Is Stock Market Gambling?

Ace of Spade Playing Card on Grey Surface by Pixabay.


I was listening to an economics podcast in the US and a guest commented that the stock market is gambling. I would argue that it’s not, why because gambling is a “zero-sum game” where in a players loss income is equivalent to other players gain income. The stock market is the opposite; your winning income depends on the success of other stock players – prices of stocks would most likely go up if the stock market players perceive that their colleague player will not sell at a low price. Thus, for a stock player to win, it is one of the essentials that his colleague must also win. 

There is also a big difference in the length of playing in gambling and the stock market. Gambling is like, you bet your money that the coin will be heads and in a flip of a second, it turns out that the coin is tails, and in a flip of a second you lose all the money you bet. The stock market is not like that, or investing should I say. In investing you bet your money in a company you think that will be profitable in the future - you make a research, analyze trends, the financials, the news, and when the prices go down – you don’t lose your money as long as you don’t sell your shares of stocks. You can cut-loss, but unlike gambling, you don’t lose all the money you bet.

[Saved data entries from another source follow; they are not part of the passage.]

Issue #181, opened 2018-07-14
java.lang.NullPointerException in com.mapbox.android.telemetry.TelemetryUtils.obtainSharedPreferences on Android 8.1


Crashthatch:
Seeing this crash in Google Play Console crash reports since I upgraded to the latest version.
8 crash reports so far, all on Android 8.1, using mapbox-events-android:3.1.4, being called from within Unity.

```
java.lang.RuntimeException: 
  at android.app.ActivityThread.handleStopService (ActivityThread.java:3666)
  at android.app.ActivityThread.-wrap26 (Unknown Source)
  at android.app.ActivityThread$H.handleMessage (ActivityThread.java:1796)
  at android.os.Handler.dispatchMessage (Handler.java:106)
  at android.os.Looper.loop (Looper.java:164)
  at android.app.ActivityThread.main (ActivityThread.java:6753)
  at java.lang.reflect.Method.invoke (Native Method)
  at com.android.internal.os.RuntimeInit$MethodAndArgsCaller.run (RuntimeInit.java:482)
  at com.android.internal.os.ZygoteInit.main (ZygoteInit.java:807)
Caused by: java.lang.NullPointerException: 
  at com.mapbox.android.telemetry.TelemetryUtils.obtainSharedPreferences (TelemetryUtils.java:191)
  at com.mapbox.android.telemetry.TelemetryLocationEnabler.updateLocationPreferences (TelemetryLocationEnabler.java:61)
  at com.mapbox.android.telemetry.TelemetryLocationEnabler.updateTelemetryLocationState (TelemetryLocationEnabler.java:40)
  at com.mapbox.android.telemetry.TelemetryService.disableTelemetryLocationState (TelemetryService.java:243)
  at com.mapbox.android.telemetry.TelemetryService.onDestroy (TelemetryService.java:65)
  at android.app.ActivityThread.handleStopService (ActivityThread.java:3648)
```

electrostat:
I am currently investigating this and will get back to you, when I have more information to share.

electrostat:
@Crashthatch I've am addressing this within this PR: https://github.com/mapbox/mapbox-events-android/pull/190 . Looks to be a result of a null context under certain circumstances. I've added a check to the system to prevent this and get an appropriate context.

Crashthatch:
Looks like your fix should work to me. I'll update after the next release and keep an eye on the live crash logs for a few days to check this is resolved.

Issue #146, opened 2018-05-16
Root Cause of Missing Context


electrostat:
Investigate missing `MapboxTelemetry.applicationContext` when generating a location event.

- possible causes could be a race condition or odd background state
- solution may be to just drop events when context is not set

Reference Ticket: https://github.com/mapbox/mapbox-events-android/pull/144

cc: @zugaldia

electrostat:
After researching and investigating this situation, there is a big hole within our Telemetry sdk that could cause this crash. The hole results from event creation and the Telemetry Service from being decoupled from the `MapboxTelemetry` class. This means we can generate events (before pushing them) without `applicationContext` being set and `TelemetryService` could be generated and function without the context set. 

We already have a fix in that piggy-backs off of the ability for a service to get `applicationContext` to set `MapboxTelemetry.applicationContext` when it is null. So that is solved for us.

We need a solution that makes sure `applicationContext` is set when generating events. This is twofold here. This problem will take care of itself when we pull all of the event generation code out of our sdk and put it into the parent sdks for handling. There are some events (like AppUserTurnstile) and utilities (nav and telem) which will likely not be moving over. We will need a solution for those and a possible short-term solution for the other events. 

My recommendation is we make those utils and event creation dependent on `MapboxTelemetry`. A parent sdk/app could only receive the utils and event factories through a fully initialized MapboxTelemetry class.

electrostat:
Researched #3 from above and all options require context to be used.

electrostat:
I pulled in all the relevant tickets from previous instances of this context being null and causing issues. Putting them all here for easy access and review when solution has been made.

https://github.com/mapbox/mapbox-gl-native/issues/12748
https://github.com/mapbox/mapbox-events-android/pull/144
https://github.com/mapbox/mapbox-events-android/issues/201 -- will include in PR
https://github.com/mapbox/mapbox-events-android/issues/188
https://github.com/mapbox/mapbox-events-android/issues/181
https://github.com/mapbox/mapbox-events-android/pull/190
https://github.com/mapbox/mapbox-events-android/issues/170

zugaldia:
Can we start with adding null check guards while we work on a longer term solution? I'd be interested in a fix able to make it to the upcoming Maps `f` release (due Sep 12).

This simple fact reminds me that, traders and investors should not go to the stock market as if they are gambling, because the stock market was established so that everyone could win – it is even called a “security” and well regulated by the government. It is also good to mention again that the stock market is not a “zero-sum game”, which means your win is not another’s loss, in the long run, if everyone wants to win in the stock market, a win-win mindset must always be present – not a gambling mindset.